Brief: Repeat nothing but the lines below running from the one containing "- [x] disable" to the one containing "- [x] add support". Keep both end lines.

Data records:

PR #523, opened 2020-10-09
[WIP] Send frontend metrics.

debnil:
This WIP PR hooks the CLI metrics tracker to the GUI backend.

### DIFF
--- a/cmd/server_amd64.go
+++ b/cmd/server_amd64.go
@@ -33,6 +33,7 @@ import (
 	"github.com/stellar/kelp/gui/backend"
 	"github.com/stellar/kelp/support/kelpos"
 	"github.com/stellar/kelp/support/logger"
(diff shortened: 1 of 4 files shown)


debnil:
@nikhilsaraf: The goal with this PR is to align on a strategy to use the existing `metrics.MetricsTracker` in the GUI. I think this approach works well. We have two factory methods -- one for CLI, one for GUI -- so that we can keep using the existing common properties struct `commonProps`.

Then, on that struct, we mark the fields that are in the CLI but not the GUI as `omitempty`. Since those aren't given values in the GUI backend, they won't be serialized when GUI events are called, as they are empty on the `metrics.MarketTracker` struct.

Does this approach make sense to you? If so, I'll move on to the routes implementation, but I want to make sure we align on this first.

Issue #516, opened 2020-09-29
[8] follow-on tasks for Kelp CLI data tracking


nikhilsaraf:
## Desired Behavior
I want to persist state of user preferences and userId in regards to data tracking

## Impact
The desired behavior will allow me to be consistent with user prefs

## Features
- [x] add `isTestnet` field on commonProps (can apply to stellar testnet or sandboxed centralized exchanges) (#530) 
- [x] get deviceID using this library: [machineID](https://github.com/denisbrodbeck/machineid) (#531) 
- [x] user_id should be a hash of the trader account_id on sdex. for centralized exchanges it can be a hash of the API_KEY (#534)
- [x] disable event tracking if `--no-headers` flag specified in cli ([code](https://github.com/stellar/kelp/blob/master/cmd/trade.go#L516)) (#532)
- [x] add support for official amplitude properties (OS, Country, and other user/event properties)
- [x] send time taken to run update function in the update event as `millisForUpdate` and update relevant struct (#533)
- [x] ~extract call to Amplitude sendEvent API in `support/sdk/amplitude.go` (similar to `support/sdk/ccxt.go`)~ (don't need to do now)
- [ ] function to send update event more frequently in first hour and then slow down after that

## Additional context
related to #478

PR #530, opened 2020-10-13
Add isTestnet to metric common props (part of #516)

debnil:
This PR adds an `isTestnet` boolean field to the `commonProps` `struct` used in tracking metrics. Part of #516.

### DIFF
--- a/cmd/trade.go
+++ b/cmd/trade.go
@@ -527,6 +527,7 @@ func runTradeCmd(options inputs) {
 		botConfig.TickIntervalSeconds,
 		botConfig.TradingExchange,
 		botConfig.TradingPair(),
+		strings.Contains(botConfig.HorizonURL, "test"),
 	)
 	if e != nil {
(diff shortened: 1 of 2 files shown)


cmd/trade.go
```diff
@@ -527,6 +527,7 @@ func runTradeCmd(options inputs) {
 		botConfig.TickIntervalSeconds,
 		botConfig.TradingExchange,
 		botConfig.TradingPair(),
+		strings.Contains(botConfig.HorizonURL, "test"),
```
nikhilsaraf, line 530: this should be false if trading on centralized exchanges

nikhilsaraf (commented):
one comment, rest looks good.

nikhilsaraf (approved):
looks good 🚢 
thanks for keeping these reviews small, they're much simpler to review.

when you commit these, if there's a way to make the commits show up in the GH issue (probably by referencing the issue number with a hash in the commit message) that would be great for future reference :)

PR #531, opened 2020-10-13
Add device ID to metric event props (part of #516)

debnil:
This PR adds the device ID to the metric tracker's event properties. Part of #516.

Before: the device ID is the same as the user ID.
Before: device ID equals user ID

After: the device ID is library generated and distinct from the user ID.
After: device ID is machine generated

### DIFF
--- a/cmd/trade.go
+++ b/cmd/trade.go
@@ -12,6 +12,7 @@ import (
 	"strings"
 	"time"
 
+	"github.com/denisbrodbeck/machineid"
 	"github.com/nikhilsaraf/go-tools/multithreading"
 	"github.com/spf13/cobra"
 
@@ -513,8 +514,14 @@ func runTradeCmd(options inputs) {
 		guiVersionFlag = guiVersion
 	}
 
+	deviceID, e := machineid.ID()
+	if e != nil {
+		logger.Fatal(l, fmt.Errorf("could not generate machine id: %s", e))
+	}
+
 	metricsTracker, e := metrics.MakeMetricsTracker(
 		userID,
+		deviceID,
 		amplitudeAPIKey,
 		httpClient,
 		botStart,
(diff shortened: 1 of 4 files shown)


nikhilsaraf:
I think the test is failing because the glide.yaml and glide.lock file is missing. Could you add these?
Getting the CircleCI tasks to pass is part of a complete PR.

In general, the broader questions to think about before merging code are:

- does this solve the problem in the bug/feature? If not then is the code deactivated somehow (feature flag / no path to possible execution)? Are there other cases beyond what was specifically mentioned in the bug/feature issue?
- am I comfortable merging this PR to the main branch? (no debug comments or print statements, etc.)
- is this going to cause any regressions? (circleCI, untested features)
- can a new developer get an exact copy of the kelp codebase that I currently have? (dependencies)

Looks good besides this :+1:

nikhilsaraf (commented):
I think the test is failing because the glide.yaml and glide.lock file is missing. Could you add these?
Getting the CircleCI tasks to pass is part of a complete PR.

In general, the broader questions to think about before merging code are:

- does this solve the problem in the bug/feature? If not then is the code deactivated somehow (feature flag / no path to possible execution)? Are there other cases beyond what was specifically mentioned in the bug/feature issue?
- am I comfortable merging this PR to the main branch? (no debug comments or print statements, etc.)
- is this going to cause any regressions? (circleCI, untested features)
- can a new developer get an exact copy of the kelp codebase that I currently have? (dependencies)

Looks good besides this :+1:

debnil:
100%. Not sure why the `glide.*` files didn't get added when I committed this PR - just realized this and will add.

nikhilsaraf (dismissed):
super, thanks!

nikhilsaraf (approved):

PR #532, opened 2020-10-13
Disable metrics tracking with no headers (part of #516)

debnil:
This PR disables metrics tracking if the `no-headers` flag is set to `true` in the CLI. Part of #516.

I confirmed this by setting the `userID=12345`, defining the API key, and running `kelp trade` with `no-headers=true`. I still got the expected log line on startup:
```metric - not sending event metric of type 'ce:test_startup' because metrics are disabled```

### DIFF
--- a/cmd/trade.go
+++ b/cmd/trade.go
@@ -527,6 +527,7 @@ func runTradeCmd(options inputs) {
 		botConfig.TickIntervalSeconds,
 		botConfig.TradingExchange,
 		botConfig.TradingPair(),
+		*options.noHeaders, // disable metrics if the CLI specified no headers
 	)
 	if e != nil {
 		logger.Fatal(l, fmt.Errorf("could not generate metrics tracker: %s", e))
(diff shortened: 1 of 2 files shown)


nikhilsaraf (approved):
lgtm, thanks 🚢

nikhilsaraf:
@debnil I think there was a bug while merging the code, which is why the test is failing. can you look into it?

nikhilsaraf (commented):
@debnil I think this is the wrong fix. if you look at the Files Changed, it includes references to `isTestnet` which is not a required change to get the disabled metrics issue working.

do we need isTestnet on the metrics tracker, or only on common props?
may help to compare to the [isTestnet commit](https://github.com/stellar/kelp/commit/98b31b2c93e9de93d0fd20c91792478ee1710693) in the master branch for diffs.

debnil:
Argh, thanks for catching. I'm getting mixed up between all of these PRs out. It should only be on commonProps, fixing now.

nikhilsaraf (approved):
🚢

PR #533, opened 2020-10-14
Send update event execution duration with metrics (part of #516)

debnil:
This PR sends the duration of the update event along with the metrics' common prop. Part of #516.

After: Can see `millisForUpdate` in Amplitude Web UI for an event.
Screen Shot 2020-10-13 at 6 15 47 PM

### DIFF
--- a/cmd/trade.go
+++ b/cmd/trade.go
@@ -506,7 +506,7 @@ func runTradeCmd(options inputs) {
 	botConfig = convertDeprecatedBotConfigValues(l, botConfig)
 	l.Infof("Trading %s:%s for %s:%s\n", botConfig.AssetCodeA, botConfig.IssuerA, botConfig.AssetCodeB, botConfig.IssuerB)
 
-	userID := "-1" // TODO DS Properly generate and save user ID.
+	userID := "12345" // TODO DS Properly generate and save user ID.
 	httpClient := &http.Client{}
 	var guiVersionFlag string
 	if *options.ui {
--- a/cmd/trade.go
+++ b/cmd/trade.go
@@ -506,7 +506,7 @@ func runTradeCmd(options inputs) {
 	botConfig = convertDeprecatedBotConfigValues(l, botConfig)
 	l.Infof("Trading %s:%s for %s:%s\n", botConfig.AssetCodeA, botConfig.IssuerA, botConfig.AssetCodeB, botConfig.IssuerB)
 
-	userID := "12345" // TODO DS Properly generate and save user ID.
+	userID := "-1" // TODO DS Properly generate and save user ID.
 	httpClient := &http.Client{}
 	var guiVersionFlag string
 	if *options.ui {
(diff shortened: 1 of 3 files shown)


cmd/trade.go
```diff
@@ -506,7 +506,7 @@ func runTradeCmd(options inputs) {
 	botConfig = convertDeprecatedBotConfigValues(l, botConfig)
 	l.Infof("Trading %s:%s for %s:%s\n", botConfig.AssetCodeA, botConfig.IssuerA, botConfig.AssetCodeB, botConfig.IssuerB)
 
-	userID := "-1" // TODO DS Properly generate and save user ID.
+	userID := "12345" // TODO DS Properly generate and save user ID.
```
nikhilsaraf, line 509: this seems like debug code since we still want the userID to be -1 for now (disabled), can you remove so it doesn't go into `master` (affects local dev builds)?

trader/trader.go
```diff
@@ -120,9 +120,11 @@ func (t *Trader) Start() {
 	for {
 		currentUpdateTime := time.Now()
 		if lastUpdateTime.IsZero() || t.timeController.ShouldUpdate(lastUpdateTime, currentUpdateTime) {
+			startUpdate := time.Now()
 			success := t.update()
+			millisForUpdate := time.Since(startUpdate).Milliseconds()
```
nikhilsaraf, line 125: should reuse `currentUpdateTime` instead of creating a new `startUpdate` time. Idea is to use one synchronized startTime variable wherever possible.

nikhilsaraf (commented):
mostly looks good, inline comment

trader/trader.go
debnil: Got it. What's the reason behind storing both `millisForUpdate` and `commonProps.SecondsSinceStart`? There's basically just two levels of functional indirection that differentiate these timestamps: triggering the goroutine and calling `SendUpdateEvent`. Is there significant overhead there?

cmd/trade.go
debnil: Thanks for catching!

trader/trader.go
nikhilsaraf: millisForUpdate is the time taken for the bot compute the action it wants to perform next, i.e. running the `update()` function (excluding sleep times or time waiting for transaction threads to finish). This can give us very useful performance metrics. For example, v1.11.0 is 10% faster than v1.10.0, or systems running windows is 20% slower than linux, as hypothetical examples.

secondsSinceStart and the different with `currentUpdateTime` tells us how many seconds it has been since the bot first started. This is useful in knowing things like long term stability of the bot. For example, say the bot always crashes if it is run for more than 5 hours -- this is what we can gauge from this metric.

nikhilsaraf (approved):
🚢

trader/trader.go
debnil: Got it, that makes sense -- thanks!

PR #534, opened 2020-10-14
Use hashed trading account for metrics user ID (part of #516)

debnil:
This PR uses the hash of the bot's trading account as the user ID for metrics collection. If the user is using a centralized exchange, then it uses the hash of the Amplitude API key. Part of #516.

After: We see a different integer as the User ID from those previously used, on a build from this branch.
After: unique integer user id, from this branch

### DIFF
--- a/cmd/trade.go
+++ b/cmd/trade.go
@@ -731,7 +731,8 @@ func getUserID(l logger.Logger, botConfig trader.BotConfig) (string, error) {
 	if botConfig.IsTradingSdex() {
 		userIDPrehash = botConfig.TradingAccount()
 	} else {
-		userIDPrehash = amplitudeAPIKey
+		exchangeAPIKeys := botConfig.ExchangeAPIKeys.ToExchangeAPIKeys()
+		userIDPrehash = exchangeAPIKeys[0].Key
 	}
 
 	// hash avoids exposing the user account or api key
--- a/cmd/trade.go
+++ b/cmd/trade.go
@@ -506,19 +506,11 @@ func runTradeCmd(options inputs) {
 	botConfig = convertDeprecatedBotConfigValues(l, botConfig)
 	l.Infof("Trading %s:%s for %s:%s\n", botConfig.AssetCodeA, botConfig.IssuerA, botConfig.AssetCodeB, botConfig.IssuerB)
 
-	var userIDPrehash string
-	if botConfig.IsTradingSdex() {
-		userIDPrehash = botConfig.TradingAccount()
-	} else {
-		userIDPrehash = amplitudeAPIKey
-	}
-
-	userIDHashed, e := utils.HashString(userIDPrehash)
+	userID, e := getUserID(l, botConfig)
 	if e != nil {
-		logger.Fatal(l, fmt.Errorf("could not create user id: %s", e))
+		logger.Fatal(l, fmt.Errorf("could not get user id: %s", e))
 	}
 
-	userID := fmt.Sprint(userIDHashed)
 	httpClient := &http.Client{}
 	var guiVersionFlag string
 	if *options.ui {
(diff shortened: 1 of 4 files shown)


cmd/trade.go
```diff
@@ -506,7 +506,19 @@ func runTradeCmd(options inputs) {
 	botConfig = convertDeprecatedBotConfigValues(l, botConfig)
 	l.Infof("Trading %s:%s for %s:%s\n", botConfig.AssetCodeA, botConfig.IssuerA, botConfig.AssetCodeB, botConfig.IssuerB)
 
-	userID := "-1" // TODO DS Properly generate and save user ID.
+	var userIDPrehash string
+	if botConfig.IsTradingSdex() {
+		userIDPrehash = botConfig.TradingAccount()
+	} else {
+		userIDPrehash = amplitudeAPIKey
```
nikhilsaraf, line 513: this should use the hash of the API key for the centralized exchange.
By using the amplitudeAPIKey, all users on centralized exchanges will have the same userID, which is not what we want here.

cmd/trade.go
```diff
@@ -506,7 +506,19 @@ func runTradeCmd(options inputs) {
...
+	}
+
+	userIDHashed, e := utils.HashString(userIDPrehash)
```
nikhilsaraf, line 516: can you add a comment describing why we take the hash?
reason is so we don't expose the user's account or api_key.

cmd/trade.go
```diff
@@ -506,7 +506,19 @@ func runTradeCmd(options inputs) {
...
+	if e != nil {
+		logger.Fatal(l, fmt.Errorf("could not create user id: %s", e))
+	}
+
+	userID := fmt.Sprint(userIDHashed)
```
nikhilsaraf, line 521: the newly added code is very self-contained. It may be cleaner if we put it in a separate function call, what do you think?
```
userID, e := getUserID(botConfig)
if e != nil {
    logger.Fatal(...)
}
```

cmd/trade.go
```diff
@@ -722,6 +726,26 @@ func runTradeCmd(options inputs) {
...
+		userIDPrehash = botConfig.TradingAccount()
+	} else {
+		exchangeAPIKeys := botConfig.ExchangeAPIKeys.ToExchangeAPIKeys()
+		userIDPrehash = exchangeAPIKeys[0].Key
+	}
+
+	// hash avoids exposing the user account or api key
+	userIDHashed, e := utils.HashString(userIDPrehash)
+	if e != nil {
+		logger.Fatal(l, fmt.Errorf("could not create user id: %s", e))
```
nikhilsaraf, line 741: wherever we can return an error we should. it's better than deciding how to handle the error at these inner function levels which is an unexpected "side effect" of the function.

cmd/trade.go
```diff
@@ -722,6 +726,26 @@ func runTradeCmd(options inputs) {
 	bot.Start()
 }
 
+func getUserID(l logger.Logger, botConfig trader.BotConfig) (string, error) {
+	var userIDPrehash string
+	if botConfig.IsTradingSdex() {
+		userIDPrehash = botConfig.TradingAccount()
+	} else {
+		exchangeAPIKeys := botConfig.ExchangeAPIKeys.ToExchangeAPIKeys()
+		userIDPrehash = exchangeAPIKeys[0].Key
```
nikhilsaraf, line 735: can the exchangeAPIKeys be empty here? if so it would result in an error, may be good to check the length and return an error if it is empty

cmd/trade.go
```diff
@@ -722,6 +726,26 @@ func runTradeCmd(options inputs) {
...
+
+	// hash avoids exposing the user account or api key
+	userIDHashed, e := utils.HashString(userIDPrehash)
+	if e != nil {
+		logger.Fatal(l, fmt.Errorf("could not create user id: %s", e))
+		return "", e
+	}
+
+	userID := fmt.Sprint(userIDHashed)
+	return userID, e
```
nikhilsaraf, line 746: error will always be nil here. can `return fmt.Sprint(userIDHashed), nil`
we do this as a convention across the codebase which gives the reader of the code confidence in knowing that all errors have been handled and bubbled up appropriately as soon as they were encountered. It makes the code a little easier to reason about as the codebase gets bigger

nikhilsaraf (commented):
thanks for extracting out the function. some comments about it inline

nikhilsaraf (approved):
🚢

PR #535, opened 2020-10-14
Add version to metric event.

debnil:
This PR adds the `version` to the top-level metric event. Note that based on the [new API docs](https://help.amplitude.com/hc/en-us/articles/360032842391-HTTP-API-V2#tocSsuccesssummary), this requires serializing the `app_version` as the field in JSON. 

This shows the `version` surfaced in the web console:
app_version shows up as Version


nikhilsaraf (approved):
🚢

PR #536, opened 2020-10-15
Send update metric at certain intervals (closes #516)

### LINKED ISSUE #516: [8] follow-on tasks for Kelp CLI data tracking

debnil:
This PR modifies our logic to sent the update metric, to send it at certain update intervals. Within 5 minutes of bot start, the interval is every 5 seconds; within 1 hour, every 10 minutes; and after that, every hour. Closes #516.


nikhilsaraf (commented):
some comments inline

trader/trader_test.go
```diff
@@ -159,3 +160,63 @@ func TestIsStateSynchronized(t *testing.T) {
...
+		start                time.Time
+		currentUpdate        time.Time
+		lastMetricUpdate     time.Time
+		wantShouldSendMetric bool
+	}{
+		{
+			name:                 "first 5 mins - refresh",
+			start:                now.Add(-4 * time.Minute),
+			currentUpdate:        now,
+			lastMetricUpdate:     now.Add(-10 * time.Second),
```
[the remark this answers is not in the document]
debnil: Tighter test condition makes sense. Happy to add the border test - my thinking was that this is just testing the math functionality in Go, rather than anything unique, but I can see it as a hedge against a typo.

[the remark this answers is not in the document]
nikhilsaraf: Yup, that’s mostly the benefit

trader/trader.go
```diff
@@ -115,21 +115,28 @@ func MakeTrader(
...
+					}
+				}, nil)
 				if e != nil {
-					log.Printf("failed to send update event metric: %s", e)
+					log.Printf("failed to trigger goroutine for send update event: %s", e)
 				}
-			}, nil)
-			if e != nil {
-				log.Printf("failed to trigger goroutine for send update event: %s", e)
+				lastMetricUpdateTime = currentUpdateTime
```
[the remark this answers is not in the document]
nikhilsaraf: Yeah, let’s add them, it’s cleaner that way and avoids any possible concurrency issue

trader/trader.go
```diff
@@ -107,6 +109,7 @@ func MakeTrader(
 		dataKey:                        dataKey,
 		alert:                          alert,
 		metricsTracker:                 metricsTracker,
+		start:                          start,
```
nikhilsaraf, line 112: In general I prefer calling variables like “startTime” instead of a more generic “start” to avoid having to refer to the type all the time for vars on structs, since they are not defined close to usage. For short scoped vars in functions it makes sense for shorter names like “start”.

nikhilsaraf: and as a convention input parameters on factory methods should have the same name as the field, overriding the short scope naming convention (camel cased if strict field is exported)

trader/trader_test.go
```diff
@@ -159,3 +160,63 @@ func TestIsStateSynchronized(t *testing.T) {
...
+	testCases := []struct {
+		name                 string
+		start                time.Time
+		currentUpdate        time.Time
+		lastMetricUpdate     time.Time
+		wantShouldSendMetric bool
+	}{
+		{
+			name:                 "first 5 mins - refresh",
+			start:                now.Add(-4 * time.Minute),
```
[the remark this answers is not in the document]
nikhilsaraf: @debnil can we set the start time to 5 minutes instead if 4?

Similarly for the hour boundaries— may uncover a <= bug

trader/trader.go
```diff
@@ -119,24 +122,23 @@ func (t *Trader) Start() {
...
 			success := t.update()
-			if shouldSendUpdateMetric(startTime, currentUpdateTime, lastMetricUpdateTime) {
+			if shouldSendUpdateMetric(t.start, currentUpdateTime, lastMetricUpdateTime) {
 				millisForUpdate := time.Since(currentUpdateTime).Milliseconds()
 				e := t.threadTracker.TriggerGoroutine(func(inputs []interface{}) {
 					e := t.metricsTracker.SendUpdateEvent(currentUpdateTime, success, millisForUpdate)
 					if e != nil {
 						log.Printf("failed to send update event metric: %s", e)
 					}
+					lastMetricUpdateTime = currentUpdateTime
```
nikhilsaraf, line 137: Not sure where my comment went — yes, let’s please add the last metric updated time for send update on the metrics tracker. Will avoid all potential concurrency issues

nikhilsaraf (commented):
Should be ready to merge after this round of reviews I think

trader/trader.go
```diff
@@ -121,15 +124,18 @@ func (t *Trader) Start() {
...
-			e := t.threadTracker.TriggerGoroutine(func(inputs []interface{}) {
-				e := t.metricsTracker.SendUpdateEvent(currentUpdateTime, success, millisForUpdate)
+			if shouldSendUpdateMetric(t.startTime, currentUpdateTime, t.metricsTracker.LastMetricUpdateTime) {
+				millisForUpdate := time.Since(currentUpdateTime).Milliseconds()
+				e := t.threadTracker.TriggerGoroutine(func(inputs []interface{}) {
+					e := t.metricsTracker.SendUpdateEvent(currentUpdateTime, success, millisForUpdate)
+					if e != nil {
+						log.Printf("failed to send update event metric: %s", e)
+					}
+					t.metricsTracker.LastMetricUpdateTime = currentUpdateTime
```
nikhilsaraf, line 134: I think I may not have communicated my intent very clearly here. My bad.

We don’t want to update the time stamp here, especially not as an exported variable. Instead, we want the metricsTracker to update it on itself in the sendUpdsteEvent function on success.

support/metrics/metricsTracker.go
```diff
@@ -24,13 +24,14 @@ const (
...
-	start      time.Time
-	isDisabled bool
+	client               *http.Client
+	apiKey               string
+	userID               string
+	deviceID             string
+	props                commonProps
+	botStartTime         time.Time
+	isDisabled           bool
+	LastMetricUpdateTime time.Time
```
nikhilsaraf, line 34: This should be unexported and should have an exported Get method. See second comment to get full pattern of usage.

Also, the name is very generic now that it’s on the struct. It’s not clear if this represents the last metric update time of the startup event, delete event, update event, or any event.

You and I know what it stands for because we have context on it. That context should be captured in the code preferably with the variable name. Maybe something like updateEventSentTime

nikhilsaraf (commented):
Comment about antipattern, rest looks good

nikhilsaraf (approved):
this looks great, thanks! 🎉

Answer section:
- [x] disable event tracking if `--no-headers` flag specified in cli ([code](https://github.com/stellar/kelp/blob/master/cmd/trade.go#L516)) (#532)
- [x] add support for official amplitude properties (OS, Country, and other user/event properties)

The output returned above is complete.